Enhanced dandelion phytoremediation of Cd-contaminated soil assisted by tea saponin and plant growth-promoting rhizobacteria

Purpose Phytoremediation is a cost-effective and environment-friendly method to remove heavy metals from soils, but there is a bottleneck with the low solubility and bioavailability of metals. To overcome this barrier, tea saponin (Ts) and plant growth-promoting rhizobacteria (PGPR) were used to enhance the extraction efficiency of hyperaccumulator dandelion from Cd-contaminated soils.Material and methods Cd-tolerant PGPR were isolated and inoculated in soils cultivated with dandelion, while Ts was spiked at optimal dosage to assess the potential of dandelion-PGPR-Ts combined remediation of Cd-contaminated soils. The controlled experiment was divided into five treatments, including CK (soil), D (dandelion + soil), TD (Ts + dandelion + soil), PD (PGPR + dandelion + soil), and PTD (PGPR + Ts + dandelion + soil) treatments. Plant growth and physiological properties, and Cd accumulation were determined. The speciation of soil Cd were extracted by BCR. Additionally, rhizosphere soil physicochemical properties and enzyme activities were measured, and a high-throughput sequencing technique was used to analyze microbial community structure.Results and discussion The results showed that the combination of Ts and PGPR significantly increased the seed germination rate and biomass of dandelion by improving nutrient supply, soil enzyme activities, and plant antioxidant enzyme activities, with 425.74% and 430.01% increase in shoot and root biomass, respectively.
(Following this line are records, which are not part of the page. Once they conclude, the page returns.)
PR #6362, opened 2021-05-26
yuzu qt: Add settings reset button to general configuration

lat9nq:
Builds on @german77's work to reset all settings back to their defaults. This include UISettings and Settings values structs, but does not affect save profiles (not managed by Settings/UISettings), input presets (we simply don't delete them), and game directories (explicitly saved).

This works from a button input in `configure_general`. When activated, it calls a callback to close the whole configure dialog, then `GMainWindow::OnConfigure()` performs the reset. It also resets the UI and calls the telemetry window prompt.

What is marked as german77's work may be a continuation of #1605, but I haven't asked.

### DIFF
--- a/src/yuzu/configuration/configure_dialog.cpp
+++ b/src/yuzu/configuration/configure_dialog.cpp
@@ -16,6 +16,10 @@
 #include "yuzu/configuration/configure_input_player.h"
 #include "yuzu/hotkeys.h"
 
+static void CloseDialog(ConfigureDialog *dialog) {
+    dialog->close();
+}
+
 ConfigureDialog::ConfigureDialog(QWidget* parent, HotkeyRegistry& registry,
                                  InputCommon::InputSubsystem* input_subsystem)
     : QDialog(parent), ui(new Ui::ConfigureDialog), registry(registry) {
@@ -26,6 +30,8 @@ ConfigureDialog::ConfigureDialog(QWidget* parent, HotkeyRegistry& registry,
     setWindowFlags(windowFlags() & ~Qt::WindowContextHelpButtonHint);
 
     ui->inputTab->Initialize(input_subsystem);
+
+    ui->generalTab->SetResetCallback(&CloseDialog, this);
 
     SetConfiguration();
     PopulateSelectionList();
--- a/src/yuzu/configuration/configure_dialog.cpp
+++ b/src/yuzu/configuration/configure_dialog.cpp
@@ -16,10 +16,6 @@
 #include "yuzu/configuration/configure_input_player.h"
 #include "yuzu/hotkeys.h"
 
-static void CloseDialog(ConfigureDialog *dialog) {
-    dialog->close();
-}
-
 ConfigureDialog::ConfigureDialog(QWidget* parent, HotkeyRegistry& registry,
                                  InputCommon::InputSubsystem* input_subsystem)
     : QDialog(parent), ui(new Ui::ConfigureDialog), registry(registry) {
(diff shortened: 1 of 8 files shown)


src/yuzu/configuration/configure_general.h
```diff
@@ -34,6 +38,9 @@ class ConfigureGeneral : public QWidget {
 
     void SetupPerGameUI();
 
+    void (*ResetCallback)(ConfigureDialog*);
```
lioncash, line 41:
```suggestion
    std::function<void(ConfigureDialog*)> reset_callback;
```

Ditto with `SetResetCallback()`, which would allow lambda functions with captures to work with the interface.

Perhaps also make an alias like:

```cpp
using ResetCallbackFn = std::function<void(ConfigureDialog*)>;
```

So the verbose-ish part only needs to be specified once.

src/yuzu/main.cpp
```diff
@@ -2591,9 +2591,12 @@ void GMainWindow::OnConfigure() {
         return;
     }
 
+
```
german77, line 2613: Remove these empty spaces

src/yuzu/configuration/configure_dialog.cpp
```diff
@@ -24,6 +28,8 @@ ConfigureDialog::ConfigureDialog(QWidget* parent, HotkeyRegistry& registry,
 
     ui->inputTab->Initialize(input_subsystem);
 
+    ui->generalTab->SetResetCallback(&CloseDialog, this);
```
lioncash, line 31: With the suggested std::function changes, this can be changed into a lambda capture.

src/yuzu/configuration/configure_general.cpp
```diff
@@ -49,6 +56,26 @@ void ConfigureGeneral::SetConfiguration() {
...
+    reset_callback_param = param;
+}
+
+void ConfigureGeneral::ResetDefaults() {
+    QMessageBox::StandardButton answer = QMessageBox::question(
+        this, tr("yuzu"),
+        tr("This reset all settings and remove all per-game configurations. This will not delete "
+           "game directories, profiles, or input profiles. Proceed?"),
+        QMessageBox::Yes | QMessageBox::No, QMessageBox::No);
+    if (answer == QMessageBox::No)
```
lioncash, line 72: This should be braced

src/yuzu/configuration/configure_general.cpp
```diff
@@ -49,6 +56,26 @@ void ConfigureGeneral::SetConfiguration() {
     }
 }
 
+// Called to set the callback when resetting settings to defaults
+void ConfigureGeneral::SetResetCallback(void (*callback)(ConfigureDialog*),
+                                        ConfigureDialog* param) {
+    ResetCallback = callback;
```
lioncash, line 62: If changed to a std::function, `callback` can be std::moved.

src/yuzu/main.cpp
```diff
@@ -2587,13 +2587,48 @@ void GMainWindow::OnConfigure() {
...
+        // Explicitly save the game directories, since reinitializing config does not do so.
+        QVector<UISettings::GameDir> old_game_dirs = UISettings::values.game_dirs;
+        QVector<u64> old_favorited_ids = UISettings::values.favorited_ids;
+
+        Settings::values.disabled_addons.clear();
+
+        config = std::make_unique<Config>();
+        UISettings::values.reset_to_defaults = false;
+
+        UISettings::values.game_dirs = old_game_dirs;
```
lioncash, line 2617:
```suggestion
        UISettings::values.game_dirs = std::move(old_game_dirs);
```

Ditto for `old_favorited_ids`.

german77:
Might be worth it to rebase against #1605 since most of my code was from there

lat9nq:
> Might be worth it to rebase against #1605 since most of my code was from there

I just set the author of that commit to @FearlessTobi and added you as a co-author.

bunnei (approved):

PR #6371, opened 2021-05-27
core/arm_interface: Call SVC after end of dynarmic block.

degasus:
So we can modify all of dynarmic states within SVC without ExceptionalExit.

Especially as the ExceptionalExit hack is dropped on upstream dynarmic.

### DIFF
--- a/src/core/arm/arm_interface.h
+++ b/src/core/arm/arm_interface.h
@@ -65,9 +65,6 @@ public:
     /// Step CPU by one instruction
     virtual void Step() = 0;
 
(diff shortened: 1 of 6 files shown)


MerryMage (approved):

degasus:
Merry: May I assume that your approveal confirms that dynarmic returns directly after the SVC call in this way? I was not able to verify this in the dynarmic code.

MerryMage:
A SVC instruction emits a `CheckHalt` IR instruction, so yes.

PR #6373, opened 2021-05-28
hle: kernel: KSlabHeap: Allow host or guest allocations.

bunnei:
- Use host allocations for kernel memory, as this is not properly emulated yet.
- Use guest allocations for TLS, as this needs to be backed by DeviceMemory.

### DIFF
--- a/src/core/hle/kernel/k_slab_heap.h
+++ b/src/core/hle/kernel/k_slab_heap.h
@@ -4,34 +4,213 @@
 
 #pragma once
 
+#include <atomic>
+
+#include "common/assert.h"
+#include "common/common_types.h"
+
 namespace Kernel {
 
 class KernelCore;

The PGPR and Ts increased dandelion's phytoextraction of Cd up to 11.3-fold, and the effect of Ts on the activation dynamics of Cd speciation was observed with a 10.94% increase in the weak acid soluble fraction and a 21.98% decrease in the residual fraction of Cd. Moreover, the PGPR inoculation significantly increased the abundance of Actinobacteria and Gemmatimonadota that were considered to be metal-resistant bacteria.Conclusion Planting dandelion with the application of Ts and PGPR not only increased the biomass of dandelion by improving rhizosphere soil nutrition and microecology but also promoted the mobility and bioavailability of Cd, which enhanced the extraction efficiency of hyperaccumulators. These results reveal a cutting-edge application of phytoremediation assisted by biosurfactants and microbes for Cd-contaminated soil.